I will talk about cardiovascular rather than cerebrovascular and
stroke, in that it has been a government target through the National
Service Framework, and that is one of the reasons that the times,
as I have already mentioned, in getting heart attack patients
treated have come down because it has become a government priority,
they have put money behind it and so things have started to happen.

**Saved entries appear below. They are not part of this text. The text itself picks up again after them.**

PR #1689, opened 2023-02-28
SW-2539 Implement design/text changes for Page 1 (start)

khaledsherkawi:
SW-2539 Modify first page of the welcome wizard


octoprint_mrbeam/templates/wizard/firstrun_start.jinja2
```diff
@@ -1,9 +1,19 @@
...
+        Please read the following steps to complete the setup!
+    </h4>
+    <br>
+    <p>
+        This dialog will get your Mr Beam ready in just a couple of minutes.<br>
+        Afterwards you can take a tour that will guide you through your first laser job.<br>
+    <br>
+        Please have a read, and if anything is unclear, get in touch!
+    </p>
+    {% endtrans %}
```
JFSolution, line 18: Why we use here a different way to translate 😅

JFSolution (approved):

If you like, it shows what can be done when the right impetus
is put behind it. There are coalitions of funders for research:
one, in particular, is the Cardiovascular Research Funders Forum,
which is a coalition of the Department of Health, the BHF, the
Wellcome Trust, the MRC, and the Stroke Association (I think that
is probably it) who meet relatively regularly to discuss strategy
and areas of research that are of importance. I think we have
got a way to go yet to make sure that that then gets translated
into implementation and funding but at least the infrastructure
is there to do that. I think, from the cardiovascular point of
view, we have been fairly lucky over the years. I think stroke
has been, unfortunately, left somewhat behind. I do not know whether
my colleagues would agree with that.
Professor Fentem:
I think there are a number of points worth making as regards stroke.
Stroke research has benefited from the NHS research and development
programme, there is no doubt about that, and they enabled us to
pick up some quite important projects in relation to rehabilitation.
The other area which is rather important and which we have not
touched on this afternoon is the question of research capacity.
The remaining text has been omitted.